Project Dare to create 365 +

Sisters Barbara Keresztesi and Judith Keresztesi in Budapest, Hungary are making Project Dare to create 365 +. Barbara explains, "We make a mini art or DIY show every day. I use any kind of materials I find around me, food, fabric, recycled materials, paint. I set just one standing rule in the beginning: I must create something original once a week, on the other six days I rethink or remake ideas other artists already figured out. My sister Judit joined my project, she writes an introduction to my daily creation, and she writes a mini-novel weekly."


Why did you Decide to do this project? I decided to start this project, because I was stuck on many levels, but mostly on my creative level. On the 30th of March, we moved in our new apartment, and I felt awesome. The different place created a different mindset, I was full of go, and I didn’t want to lose it.
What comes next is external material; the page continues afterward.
PR #464, opened 2022-11-30
Add Tortuga protocol on Aptos.

musically-ut:
[Tortuga protocol](https://tortuga.finance) is a liquid staking protocol built on Aptos.

The implementation is adapted from the source code from: https://docs.tortuga.finance/product-docs/protocol/reference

That time my sister was watching the movie Julie and Julia all the time. I had absolutely no idea why she was doing that and she didn’t know it either. After a while she moved further and started searching for more information about Julie Powel and the way she blogged and cooked her way through one year of her life. I wasn’t particularly happy about the idea of committing myself to doing something compulsory every day, but a little later she presented Lawrence Dai Julie/Julia Project and I found the concept witty. She went on looking and eventually came across your site "make something 365, and get unstuck." That was on the 20th of March and we started the program on the 1st of April. I'm a Hungarian gal, I’m blogging in Hungarian. This is my day 109.



How has doing a yearlong / daily project Affected Your Life? I am not even halfway done yet, but I think I wouldn’t recognize the person I was a hundred days ago. Immanuel Kant said: "Happiness is like palaces in fairy tales those whose gates are guarded by dragons: we must fight in order to conquer it." In the past three months I became a conqueror I think.  I always thought I had detailed plans I just somehow couldn’t accomplish them due to circumstances beyond my control.  The 365 day experiment taught me that I didn’t know anything about time. I had no idea that in one day there were only 24 hours. In my professional life I work with digital information, but I always knew I had something to do with three dimensional art, and so I was piling up thing like paint, empty bottles, old newspapers, canvas, fabric, buttons etc. and stored them in endless rows of boxes for years. Without this program I wouldn’t have been able to learn how actually I can create something real.
I work with my sister Judit. We were always close, we thought working together would be easy. But we didn’t know that the kind of physical and social nearness this project required could have turned out to be a disaster. It hasn’t so far. We fought a lot during the first 40 days, mostly because I was too impulsive and she was too controlling. Finally I admitted I needed to have a closer look at project management charts, and Gantt-diagrams, had to learn how to make a plan properly.  At the same time she accepted, she couldn’t possibly control everything and probably sometimes we survived a situation despite the fact she kept everything under control. So we started negotiating, became much more emphatic, honest and polite to each other. We’ve developed a sound cooperation system for our daily mini-show . Around the 50th day, my brother-in-law Fis joined the game too. Now there are three of us playing, and we call ourselves the production team. I do not know what is waiting for us at the end of the Dare to create 365 + project, but I must say, it is beginning to look a lot like the best thing ever happened to me so far.





See all of their creations HERE (in Hungarian) and HERE (Calendar with English Titles)



1 comment:

mim said...

What a terrific interview. I love what they said about being different after 100 days. I wish I read Hungarian!